_Records for the task_
* * * * * * *
PR #1797, opened 2026-03-26
add integration tests for database reconcilier

DmytroPI-dev:
### Description

_Integration test for postgresDatabase_

### Key Changes

_Created  `postgresdatabase_controller_test.go`_

### Testing and Verification

_This MR is an integration test itself_

### Related Issues

[CPI-1917](https://splunk.atlassian.net/browse/CPI-1917)

### PR Checklist

- [ ] All tests pass locally.

### DIFF
--- a/internal/controller/postgresdatabase_controller_test.go
+++ b/internal/controller/postgresdatabase_controller_test.go
@@ -18,67 +18,539 @@ package controller
 
 import (
 	"context"
+	"fmt"
+	"slices"
+	"time"
 
+	cnpgv1 "github.com/cloudnative-pg/cloudnative-pg/api/v1"
 	. "github.com/onsi/ginkgo/v2"
 	. "github.com/onsi/gomega"
-	"k8s.io/apimachinery/pkg/api/errors"
-	"k8s.io/apimachinery/pkg/types"
-	"sigs.k8s.io/controller-runtime/pkg/reconcile"
-
-	metav1 "k8s.io/apimachinery/pkg/apis/meta/v1"
-
 	enterprisev4 "github.com/splunk/splunk-operator/api/v4"
+	corev1 "k8s.io/api/core/v1"
+	apierrors "k8s.io/apimachinery/pkg/api/errors"
+	"k8s.io/apimachinery/pkg/api/meta"
+	metav1 "k8s.io/apimachinery/pkg/apis/meta/v1"
+	"k8s.io/apimachinery/pkg/apis/meta/v1/unstructured"
+	"k8s.io/apimachinery/pkg/types"
+	ctrl "sigs.k8s.io/controller-runtime"
+	"sigs.k8s.io/controller-runtime/pkg/client"
+	"sigs.k8s.io/controller-runtime/pkg/reconcile"
 )
 
-var _ = Describe("Database Controller", func() {
-	Context("When reconciling a resource", func() {
-		const resourceName = "test-resource"
+const postgresDatabaseFinalizer = "postgresdatabases.enterprise.splunk.com/finalizer"
 
-		ctx := context.Background()
+func reconcilePostgresDatabase(ctx context.Context, nn types.NamespacedName) (ctrl.Result, error) {
+	reconciler := &PostgresDatabaseReconciler{
+		Client: k8sClient,
+		Scheme: k8sClient.Scheme(),
+	}
+	return reconciler.Reconcile(ctx, reconcile.Request{NamespacedName: nn})
+}
 
-		typeNamespacedName := types.NamespacedName{
-			Name:      resourceName,
-			Namespace: "default", // TODO(user):Modify as needed
-		}
-		database := &enterprisev4.PostgresDatabase{}
+func managedRoleNames(roles []enterprisev4.ManagedRole) []string {
+	names := make([]string, 0, len(roles))
+	for _, role := range roles {
+		names = append(names, role.Name)
+	}
+	return names
+}
 
-		BeforeEach(func() {
-			By("creating the custom resource for the Kind Database")
-			err := k8sClient.Get(ctx, typeNamespacedName, database)
-			if err != nil && errors.IsNotFound(err) {
-				resource := &enterprisev4.PostgresDatabase{
-					ObjectMeta: metav1.ObjectMeta{
-						Name:      resourceName,
-						Namespace: "default",
-					},
-					// TODO(user): Specify other spec details if needed.
-				}
-				Expect(k8sClient.Create(ctx, resource)).To(Succeed())
-			}
-		})
+func adminRoleNameForTest(dbName string) string {
+	return dbName + "_admin"
+}
 
-		AfterEach(func() {
-			// TODO(user): Cleanup logic after each test, like removing the resource instance.
-			resource := &enterprisev4.PostgresDatabase{}
-			err := k8sClient.Get(ctx, typeNamespacedName, resource)
-			Expect(err).NotTo(HaveOccurred())
+func rwRoleNameForTest(dbName string) string {
+	return dbName + "_rw"
+}
 
-			By("Cleanup the specific resource instance Database")
-			Expect(k8sClient.Delete(ctx, resource)).To(Succeed())
-		})
-		It("should successfully reconcile the resource", func() {
-			By("Reconciling the created resource")
-			controllerReconciler := &PostgresDatabaseReconciler{
-				Client: k8sClient,
-				Scheme: k8sClient.Scheme(),
-			}
+func ownedByPostgresDatabase(postgresDB *enterprisev4.PostgresDatabase) []metav1.OwnerReference {
+	controller := true
+	blockOwnerDeletion := true
+	return []metav1.OwnerReference{{
+		APIVersion:         enterprisev4.GroupVersion.String(),
+		Kind:               "PostgresDatabase",
+		Name:               postgresDB.Name,
+		UID:                postgresDB.UID,
+		Controller:         &controller,
+		BlockOwnerDeletion: &blockOwnerDeletion,
+	}}
+}
 
-			_, err := controllerReconciler.Reconcile(ctx, reconcile.Request{
-				NamespacedName: typeNamespacedName,
+func createPostgresDatabaseResource(ctx context.Context, namespace, resourceName, clusterName string, databases []enterprisev4.DatabaseDefinition, finalizers ...string) *enterprisev4.PostgresDatabase {
+	postgresDB := &enterprisev4.PostgresDatabase{
+		ObjectMeta: metav1.ObjectMeta{
+			Name:       resourceName,
+			Namespace:  namespace,
+			Finalizers: finalizers,
+		},
+		Spec: enterprisev4.PostgresDatabaseSpec{
+			ClusterRef: corev1.LocalObjectReference{Name: clusterName},
+			Databases:  databases,
+		},
+	}
+	Expect(k8sClient.Create(ctx, postgresDB)).To(Succeed())
+	return postgresDB
+}
+
+func createPostgresClusterResource(ctx context.Context, namespace, clusterName string) *enterprisev4.PostgresCluster {
+	postgresCluster := &enterprisev4.PostgresCluster{
+		ObjectMeta: metav1.ObjectMeta{
+			Name:      clusterName,
+			Namespace: namespace,
+		},
+		Spec: enterprisev4.PostgresClusterSpec{
+			Class: "dev",
+		},
+	}
+	Expect(k8sClient.Create(ctx, postgresCluster)).To(Succeed())
+	return postgresCluster
+}
+
+func markPostgresClusterReady(ctx context.Context, postgresCluster *enterprisev4.PostgresCluster, cnpgClusterName, namespace string, poolerEnabled bool) {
* * * * * * *
_Problem requirements_
Only the lines holding the string "controllerReconciler" are needed; copy each of them from the material above.

_Solution for this problem_
-			controllerReconciler := &PostgresDatabaseReconciler{
-			_, err := controllerReconciler.Reconcile(ctx, reconcile.Request{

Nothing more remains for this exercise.